Issue #837, opened 2019-06-10
Proposal: New Progress Ring Style


sravya03:
# Proposal: Update progress ring style

There is an open spec [here](https://github.com/microsoft/microsoft-ui-xaml-specs/blob/user/kathyang/progress/active/progress/progress.md) and PR [here](https://github.com/microsoft/microsoft-ui-xaml-specs/pull/36) for this proposal.

## Summary
ProgressRing is one control that many apps customize and seem to carry branding personality. Windows wants to update the personality by introducing a new progress ring style.

## Rationale
* Alignment with Edge and other apps
* Introduce a lighter, simpler aesthetic
* Introduce consistency across all Shell surfaces

## Scope
| Capability| Priority |
|:--|:-|
| Developers are able to use WinUI2.2* package and without any work, get the new Windows visual style. | Must |
| Developers have flexibility to style ProgressRing's visual and motion without retemplating. (This is to be a new GH item.) | Should |
| Developers and end users experience control update that feel coherent with the same controls used by Fabric, Edge, and Xbox. | Should |

*Timing here is not a commitment, but to follow the release cycle. Just using the next version #.

## Design details and visuals
This only impacts ProgressRing control.
[Visual comp](https://github.com/microsoft/microsoft-ui-xaml-specs/blob/user/chigy/ControlUpdates/active/ControlUpdates/images/Progress.png)

## Open Questions
* Should Background property control the color of the ring's track or the entire backplate?
  * **Option 1: Background = ring track color**
    **Pros**: Aligns with ProgressBar's use of Background property; no need to change API by introducing new property.
    **Cons**: Changes the meaning of an existing property and introduces a breaking change. Requires adding a new element behind ProgressRing to achieve the appearance of a backplate.
  * ~~**Option 2: Background = backplate color**
    **Pros**: Matches current ProgressRing behavior.
    **Cons**: Need to add new RingBackground property to the API.~~
  * Consensus from feature team is Option 1

### Prerelease readiness
- [x] Dev: quality review + code review done
- [x] Dev: test coverage added
- [x] Dev: initial accessibility review done
- [x] Dev: telemetry implemented
- [x] PM: spec up to date
- [x] PM: feature ready for feedback
- [x] PM: docs.microsoft.com updates ready
### Stable release readiness
- [x] Dev: feature previously shipped in a prerelease NuGet package
- [x] Dev: Azure CI tests passing
- [x] Dev: accessibility review done
- [x] Dev: API review done
[...]

PR #1858, opened 2020-01-17
ProgressRing Indeterminate State with Lottie Animations

karenbtlai:
## Description

Added Indeterminate State using Lottie animations

## Motivation and Context

#837 Appends to the ProgressRing style update

## How Has This Been Tested?

- Updated Interaction tests
- Manual testing to ensure visual accuracy of implementation

ezgif com-video-to-gif


mdtauk:
Has there been any testing on a Lottie implementation compared to a XAML Storyboard version?

dev/ProgressRing/ProgressRing.idl
```diff
@@ -10,7 +10,11 @@ unsealed runtimeclass ProgressRing : Windows.UI.Xaml.Controls.Primitives.RangeBa
     [MUX_PROPERTY_CHANGED_CALLBACK(TRUE)]
     Double StrokeThickness{ get; set; };
 
+    [MUX_PROPERTY_CHANGED_CALLBACK(TRUE)]
+    Boolean IsIndeterminate{ get; set; };
```
StephenLPeters: Has this gone through API review?

dev/ProgressRing/ProgressRingLoading.h
```diff
@@ -0,0 +1,27 @@
+﻿#pragma once
+//------------------------------------------------------------------------------
+// <auto-generated>
+//     This code was generated by a tool.
+//
+//     Changes to this file may cause incorrect behavior and will be lost if
+//     the code is regenerated.
+// </auto-generated>
```
StephenLPeters: This comment is no longer accurate right?

StephenLPeters:
> </ResourceDictionary>

nit: revert whitespace only change?

---
Refers to: dev/ProgressRing/ProgressRing_themeresources.xaml:14 in 523b7bc. [](commit_id = 523b7bca03f035436563ed0abdeb2ce44182fa4e, deletion_comment = False)

dev/ProgressRing/ProgressRingLoading.cpp
```diff
@@ -0,0 +1,367 @@
...
+    void Close()
+    {
+        if (_root)
+        {
+            _root.Close();
+        }
+    }
+};
+
+ProgressRingLoading::ProgressRingLoading(double strokeThickness, winrt::Size size, winrt::Color foreground, winrt::Color background) : m_strokeThickness(strokeThickness), m_size(size), m_foreground(foreground), m_background(background)
```
StephenLPeters: Long line, consider splitting

dev/ProgressRing/ProgressRing.xaml
```diff
@@ -2,68 +2,100 @@
...
+                                            Storyboard.TargetName="DeterminateProgressRingRoot"
+                                            Storyboard.TargetProperty="Opacity"
+                                            To="0"
+                                            Duration="0:0:0.25" />
+                                    </Storyboard>
+                                </VisualState>
+                            </VisualStateGroup>
+                        </VisualStateManager.VisualStateGroups>
+                        <!-- Lottie -->
+                        <Border x:Name="LottieRoot" Opacity="0">
```
StephenLPeters: >LottieRoot [](start = 40, length = 10)

Is this border needed? can you just have the storyboard above target the player itself?

dev/ProgressRing/ProgressRing.cpp
```diff
@@ -41,18 +47,70 @@ void ProgressRing::OnRangeBasePropertyChanged(const winrt::DependencyObject&, co
...
+}
+
+void ProgressRing::ApplyLottieAnimation()
+{
+    if (auto&& player = m_player.get())
+    {
+        // ProgressRing only accounts for ActualWidth to ensure that it is always a circle
+        const float diameter = static_cast<float>(ActualWidth());
+        const auto size = winrt::Size({ diameter, diameter });
+        const auto foreground = Foreground().try_as<winrt::SolidColorBrush>().Color();
```
StephenLPeters: >Foreground().try_as<winrt::SolidColorBrush>().Color(); [](start = 32, length = 54)

This will crash if you don't have a solid color brush, I think better would be to fallback on a reasonable default.

dev/ProgressRing/ProgressRing.cpp
```diff
@@ -41,18 +47,70 @@ void ProgressRing::OnRangeBasePropertyChanged(const winrt::DependencyObject&, co
...
+
+winrt::Size ProgressRing::ComputeCircleSize(double thickness, double actualWidth)
 {
     const double safeThickness = std::max(thickness, static_cast<double>(0.0));
-    const double width = std::max((actualWidth - safeThickness) / 2.0, 0.0);
-    const double height = std::max((actualHeight - safeThickness) / 2.0, 0.0);
 
-    return {static_cast<float>(width), static_cast<float>(height)};
+    // ProgressRing only accounts for ActualWidth to ensure that it is always a circle
+    const double diameter = std::max((actualWidth - safeThickness) / 2.0, 0.0);
```
StephenLPeters: >diameter [](start = 17, length = 8)

This is the radius, not the diameter.

dev/ProgressRing/ProgressRing.cpp
```diff
@@ -41,18 +47,70 @@ void ProgressRing::OnRangeBasePropertyChanged(const winrt::DependencyObject&, co
...
+    UpdateStates();
+}
+
+void ProgressRing::ApplyLottieAnimation()
+{
+    if (auto&& player = m_player.get())
+    {
+        // ProgressRing only accounts for ActualWidth to ensure that it is always a circle
+        const float diameter = static_cast<float>(ActualWidth());
+        const auto size = winrt::Size({ diameter, diameter });
```
StephenLPeters: >size [](start = 19, length = 4)

I don't think you are rebuilding the lottie animation on size changed, like you are with the other properties you plumb in to the lottie class here.

dev/ProgressRing/ProgressRing.idl
karenbtlai: @YuliKl

dev/ProgressRing/ProgressRing.xaml
karenbtlai: The documentation sample has a border, so I figured it might be a standard pattern to add a border. It is not needed so I removed it.

dev/ProgressRing/ProgressRing.cpp
karenbtlai: I'm not too sure of the calculations that goes on here as it was referenced from the community toolkit, but I think you're right that it should be renamed as `radius`

dev/ProgressRing/ProgressRing.cpp
```diff
@@ -41,18 +47,81 @@ void ProgressRing::OnRangeBasePropertyChanged(const winrt::DependencyObject&, co
...
+
+        auto foreground = SharedHelpers::FindResource(s_DefaultForegroundThemeResourceName, winrt::Application::Current().Resources()).as<winrt::SolidColorBrush>().Color();
+        auto background = SharedHelpers::FindResource(s_DefaultBackgroundThemeResourceName, winrt::Application::Current().Resources()).as<winrt::SolidColorBrush>().Color();
```
StephenLPeters: You should only do the resource lookup if you are going to use them, they can be quite expensive (put these in an else block.  You can const them too if you define via a lambda :)

dev/ProgressRing/ProgressRing.cpp
```diff
@@ -41,18 +47,81 @@ void ProgressRing::OnRangeBasePropertyChanged(const winrt::DependencyObject&, co
...
+
+        if (Foreground().try_as<winrt::SolidColorBrush>())
```
StephenLPeters: >Foreground().try_as<winrt::SolidColorBrush>() [](start = 12, length = 45)

Store the result of this so you don't have to call try_as twice. You can store in the if statement.

dev/ProgressRing/ProgressRing.cpp
StephenLPeters: I think that the method name is wrong two, you aren't returning the circle's size.

---
In reply to: [369290852](https://github.com/microsoft/microsoft-ui-xaml/pull/1858#discussion_r369290852) [](ancestors = 369290852)

StephenLPeters: Looking closer I think you could just return a double that is the radius here. Since where you use this helper you don't actually need a size.

---
In reply to: [369730525](https://github.com/microsoft/microsoft-ui-xaml/pull/1858#discussion_r369730525) [](ancestors = 369730525,369290852)

dev/ProgressRing/ProgressRing.cpp
```diff
@@ -41,18 +47,81 @@ void ProgressRing::OnRangeBasePropertyChanged(const winrt::DependencyObject&, co
...
+
+void ProgressRing::ApplyLottieAnimation()
+{
+    if (auto&& player = m_player.get())
+    {
+        // ProgressRing only accounts for ActualWidth to ensure that it is always a circle
+        const float diameter = static_cast<float>(ActualWidth());
+        const auto size = winrt::Size({ diameter, diameter });
+
+        auto foreground = SharedHelpers::FindResource(s_DefaultForegroundThemeResourceName, winrt::Application::Current().Resources()).as<winrt::SolidColorBrush>().Color();
```
StephenLPeters: >uto foreground = SharedHelpers::FindResource(s_DefaultForegroundThemeResourceName, winrt::Application::Current().Resources()).as<winrt::SolidColorBrush>().Color(); [](start = 9, length = 163)

A comment about why this is needed is probably warranted.

dev/ProgressRing/ProgressRing.xaml
StephenLPeters: The Xaml framework is frequently criticized for being slow. Perhaps the largest contributor to our performance degradation is the number of elements in the tree, so we should be trying to cut elements whenever we can.

---
In reply to: [369288929](https://github.com/microsoft/microsoft-ui-xaml/pull/1858#discussion_r369288929) [](ancestors = 369288929)

karenbtlai:
> Has there been any testing on a Lottie implementation compared to a XAML Storyboard version?
> 
> Is including a Lottie player heavy on performance and memory usage?

By performance do you mean load time? 

@tashatitova Perhaps you can speak to this topic better than me.

dev/ProgressRing/ProgressRing.cpp
```diff
@@ -41,18 +47,98 @@ void ProgressRing::OnRangeBasePropertyChanged(const winrt::DependencyObject&, co
...
+            {
+                backgroundColor = background.Color();
+            }
+            else
+            {
+                backgroundColor = SharedHelpers::FindResource(s_DefaultBackgroundThemeResourceName, winrt::Application::Current().Resources()).as<winrt::SolidColorBrush>().Color();
+            }
+
+            return std::make_tuple(foregroundColor, backgroundColor);
+        }();
```
StephenLPeters:
```suggestion
const auto foregroundColor = [foreground = Foreground().try_as<winrt::SolidColorBrush>()] ()
{
    if(foreground)
    {
        return foreground.Color();
    }
    return SharedHelpers::FindResource(s_DefaultForegroundThemeResourceName, winrt::Application::Current().Resources()).as<winrt::SolidColorBrush>().Color();
}();

const auto backgroundColor = [background = Background().try_as<winrt::SolidColorBrush>()] ()
{
    if(background)
    {
        return background.Color();
    }
    return SharedHelpers::FindResource(s_DefaultBackgroundThemeResourceName, winrt::Application::Current().Resources()).as<winrt::SolidColorBrush>().Color();
}();
```

dev/ProgressRing/ProgressRingLoading.cpp
```diff
@@ -0,0 +1,362 @@
...
+{
+
+}
+
+winrt::IAnimatedVisual ProgressRingLoading::TryCreateAnimatedVisual(
+    const winrt::Compositor& compositor,
+    winrt::IInspectable& diagnostics)
+{
+    diagnostics = nullptr;
+    if (!IsRuntimeCompatible())
```
simeoncran: >IsRuntimeCom [](start = 9, length = 12)

Is it acceptable for the ring to not show up if you're running on a version of the OS that doesn't support Lottie? That's what this line will do.
What is the lowest OS version that you need to support?

dev/ProgressRing/ProgressRingLoading.cpp
```diff
@@ -0,0 +1,362 @@
...
+    void Close()
+    {
+        if (_root)
+        {
+            _root.Close();
+        }
+    }
+};
+
+ProgressRingLoading::ProgressRingLoading(double strokeThickness, winrt::Size size, winrt::Color foreground, winrt::Color background)
```
simeoncran: >double [](start = 41, length = 6)

Why not pass this in as a float so you can avoid the casts later on. The Composition APIs only accept floats.

simeoncran:
The XAML storyboard version should be worse in every regard - it will have to figure out at runtime how to tell Composition how to do the animations. With the generated Lottie code you're figuring that out in advance, optimizing it, and telling Composition exactly what to do. 

I would encourage you to measure though, because if it's worse in some regard it should be a bug.

---
In reply to: [575842584](https://github.com/microsoft/microsoft-ui-xaml/pull/1858#issuecomment-575842584) [](ancestors = 575842584)

tashatitova:
> Has there been any testing on a Lottie implementation compared to a XAML Storyboard version?
> 
> Is including a Lottie player heavy on performance and memory usage?

See Simeon's reply above. In this particular case, implementing this with XAML storyboards was an absolutely horrendous way of rendering the desired UI. I made few prototypes and as bad as XAML was for this purpose, it didn't even achieve the desired result when reviewed with motion design.

dev/ProgressRing/ProgressRingLoading.cpp
karenbtlai: I believe the design team is still finalizing the designs, including the fallback. 
@YuliKl can most likely answer this question better than me.

dev/ProgressRing/ProgressRing.cpp
```diff
@@ -41,18 +47,98 @@ void ProgressRing::OnRangeBasePropertyChanged(const winrt::DependencyObject&, co
...
+       
+        
+        player.Source(winrt::make<ProgressRingLoading>(StrokeThickness(), size, foregroundColor, backgroundColor));
```
simeoncran: This will cause the Composition tree to be rebuilt and the animation to restart every time ApplyLottieAnimation is called.  That's going to be jarring for the user, and it's inefficient. Instead, the properties that you need to change should be stored in the CompositionPropertySet at the root of the IAnimatedVisual and they should be bound to the properties in the IAnimatedVisual via expressions. LottieGen will wire this up for you for colors. If we need this for strokes then we'll enable that in LottieGen too.

dev/ProgressRing/ProgressRing.cpp
```diff
@@ -41,18 +47,98 @@ void ProgressRing::OnRangeBasePropertyChanged(const winrt::DependencyObject&, co
...
+    }
+}
+
+void ProgressRing::UpdateStates()
+{
+    if (IsIndeterminate())
+    {
+        winrt::VisualStateManager::GoToState(*this, s_IndeterminateStateName, true);
+
+        if (auto&& player = m_player.get())
```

______________________________

Show me each line of the listing above with "track" in it.

* Should Background property control the color of the ring's track or the entire backplate?
  * **Option 1: Background = ring track color**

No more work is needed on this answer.